I had to stop for traffic at Kneeland St. Like a lot of pedestrians, I waited in the street, rather than on the sidewalk, for the light to change, ready to hustle across the intersection the moment it changed in my favor. Up here in the Bay State, pedestrians have the right of way in crosswalks. Of course, when the intersections are controlled by a light, everyone has to wait their turn to get across the street.

It always gets me how, up here, the standard is for people in cars to flash their lights to indicate it's okay for the other car to, for example, go ahead and make a turn in front of you at a non-light controlled intersection. In Baltimore, it's just the opposite. Flashing your lights in Charm City means get the hell out of the way, I'm comin' through. In Beantown, it means - oh, please. You first. I'll wait to take my turn.

Massachusetts pedestrians take having the legal right of way at crosswalks very seriously. I one time got a ticket for not allowing a pedestrian to cross the street in the crosswalk and the person wasn't even in it yet. Parenthetically, I did beat the ticket (he was up on the sidewalk, not in the street) but the lesson to learn from it was clearly there. I now always stop for pedestrians in cross walks and almost always when people are crossing the street anywhere else.

Standing next to me on Harrison Ave, waiting to cross Kneeland, was a young guy, probably in his early 20's. I took him for being a Tufts student. As soon as the light changed, he charged across the street.

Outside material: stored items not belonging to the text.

PR #9789, opened 2024-01-19
Analytic Rule "requiredDataConnectors" property should be [] in maintemplate and handle ARM-TTK Error

v-amolpatil:
   
   Change(s):
   - For analytic rules we are changing "requiredDataConnectors" value if [] in source then in maintemplate also it should come as [] without making use of json[].
   - Also, added skip validation for armttk in Github pipeline to skip if we get "Template should not contain blanks" error for "requiredDataConnectors" property. -- reverted code for this as pr for arm-ttk is approved and is merged so we dont need this.

   Reason for Change(s):
   - Specified above

   Version Updated:
   - NA

   Testing Completed:
   - Yes

   - Yes

Maintemplate for Apache Log4j Vulnerability Detection solution has source file "requiredDataConnectors" value as [] which is the expected output as shown below:
image

### DIFF
--- a/.github/actions/entrypoint.ps1
+++ b/.github/actions/entrypoint.ps1
@@ -13,6 +13,12 @@ if ($mainTemplateChanged -eq $true)
     # SKIP ANY ERRORS ON contentProductId AND id 
     $filterTestResults = New-Object System.Collections.ArrayList
     $hasContentProductIdError = $false
+    $hasRequiredDataConnectorsError = $false
+
+    $mainTemplateFilePath = ($PackageFolderPath + "/mainTemplate.json").Replace("//", "/")
+    $mainTemplateContent = Get-Content "$mainTemplateFilePath"
+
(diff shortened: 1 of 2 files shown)


.github/actions/entrypoint.ps1
```diff
@@ -30,13 +36,38 @@ if ($mainTemplateChanged -eq $true)
                 }
             }
         }
+        elseif($testInfo.Name -eq 'Template Should Not Contain Blanks')
```
Tichandr, line 39: we need to remove this once arm-ttk pr gets merged https://github.com/Azure/arm-ttk/pull/760

Tichandr (dismissed):

.github/actions/entrypoint.ps1
v-amolpatil: Removed code as our one arm-ttk repo pr is now merged.

daxesht (approved):

PR #9893, opened 2024-02-05
Improvements as per Github new change

v-amolpatil:
   
   Change(s):
   - As per new Github change in actions run, all actions with run in read mode. So instead of github token we are using github apps for actions which are trying to add comment or add label in PR, issue.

I looked both ways before venturing out and saw that an SUV was going to run the red light. The guy didn't look at all, he just walked out into the middle of the intersection.

The SUV missed him, or rather he missed running into the side of the SUV, by about a foot. As the SUV sped past, the guy raised his outstretched arms and said, "hey, what the hell!?"

As we crossed the street I mentioned to him that he almost got hit. "Yeah," he said. "And it's not the first time."

You know, you'd think after a near miss (or two) that you'd learn to look both ways before crossing, especially in the middle of the day on a crowded street. Apparently, this guy's going to learn to look first by receiving one hell of a lesson.